§ Aim of the task:
Return, from the listing that follows, each line containing the word "integration".

** Data under study follows **

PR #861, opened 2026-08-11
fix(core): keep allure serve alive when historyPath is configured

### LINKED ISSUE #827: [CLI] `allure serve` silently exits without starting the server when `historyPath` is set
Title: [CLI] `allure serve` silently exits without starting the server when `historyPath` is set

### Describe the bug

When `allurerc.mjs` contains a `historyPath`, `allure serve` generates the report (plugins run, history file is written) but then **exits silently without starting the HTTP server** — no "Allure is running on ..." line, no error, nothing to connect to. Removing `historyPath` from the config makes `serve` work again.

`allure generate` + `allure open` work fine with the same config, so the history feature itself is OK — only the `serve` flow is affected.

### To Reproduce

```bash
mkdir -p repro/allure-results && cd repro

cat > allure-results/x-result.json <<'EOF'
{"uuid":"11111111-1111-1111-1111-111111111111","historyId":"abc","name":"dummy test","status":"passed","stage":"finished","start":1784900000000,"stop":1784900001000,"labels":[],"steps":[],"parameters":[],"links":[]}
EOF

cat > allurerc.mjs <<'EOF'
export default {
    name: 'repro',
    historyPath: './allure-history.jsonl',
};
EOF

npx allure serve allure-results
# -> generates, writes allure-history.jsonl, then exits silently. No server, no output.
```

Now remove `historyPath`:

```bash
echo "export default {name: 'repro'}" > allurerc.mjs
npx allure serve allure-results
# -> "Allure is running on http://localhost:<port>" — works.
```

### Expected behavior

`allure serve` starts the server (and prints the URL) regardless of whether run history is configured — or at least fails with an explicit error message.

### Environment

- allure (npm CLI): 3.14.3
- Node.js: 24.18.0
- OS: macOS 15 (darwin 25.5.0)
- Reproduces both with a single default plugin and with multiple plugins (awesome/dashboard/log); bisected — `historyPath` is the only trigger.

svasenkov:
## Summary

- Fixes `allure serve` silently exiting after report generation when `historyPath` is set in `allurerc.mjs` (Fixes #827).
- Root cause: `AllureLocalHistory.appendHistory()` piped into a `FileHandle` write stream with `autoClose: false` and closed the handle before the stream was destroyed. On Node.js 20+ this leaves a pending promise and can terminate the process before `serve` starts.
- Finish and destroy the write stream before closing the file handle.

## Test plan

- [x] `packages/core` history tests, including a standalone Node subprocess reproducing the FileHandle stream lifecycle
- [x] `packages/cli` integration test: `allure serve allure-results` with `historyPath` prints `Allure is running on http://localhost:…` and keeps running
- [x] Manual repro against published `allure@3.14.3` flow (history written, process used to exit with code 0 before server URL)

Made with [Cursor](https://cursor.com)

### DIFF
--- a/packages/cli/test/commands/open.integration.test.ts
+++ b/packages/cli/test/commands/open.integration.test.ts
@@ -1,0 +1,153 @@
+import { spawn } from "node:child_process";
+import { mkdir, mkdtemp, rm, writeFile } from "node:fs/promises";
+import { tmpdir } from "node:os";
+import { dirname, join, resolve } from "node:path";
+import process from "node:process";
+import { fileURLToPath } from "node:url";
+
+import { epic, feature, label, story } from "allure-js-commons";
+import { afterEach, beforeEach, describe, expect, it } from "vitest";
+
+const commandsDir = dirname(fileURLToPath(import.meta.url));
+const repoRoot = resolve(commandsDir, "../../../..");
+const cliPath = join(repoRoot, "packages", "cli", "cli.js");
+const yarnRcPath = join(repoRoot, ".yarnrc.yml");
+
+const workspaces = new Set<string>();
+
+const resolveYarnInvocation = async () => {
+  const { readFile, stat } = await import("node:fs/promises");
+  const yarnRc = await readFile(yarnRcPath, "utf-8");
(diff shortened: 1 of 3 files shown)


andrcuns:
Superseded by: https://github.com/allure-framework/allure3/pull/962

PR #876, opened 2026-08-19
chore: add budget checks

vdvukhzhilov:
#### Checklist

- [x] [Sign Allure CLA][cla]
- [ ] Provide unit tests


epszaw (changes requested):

** End of Data under study **

§ Response:
- [x] `packages/cli` integration test: `allure serve allure-results` with `historyPath` prints `Allure is running on http://localhost:…` and keeps running
--- a/packages/cli/test/commands/open.integration.test.ts
+++ b/packages/cli/test/commands/open.integration.test.ts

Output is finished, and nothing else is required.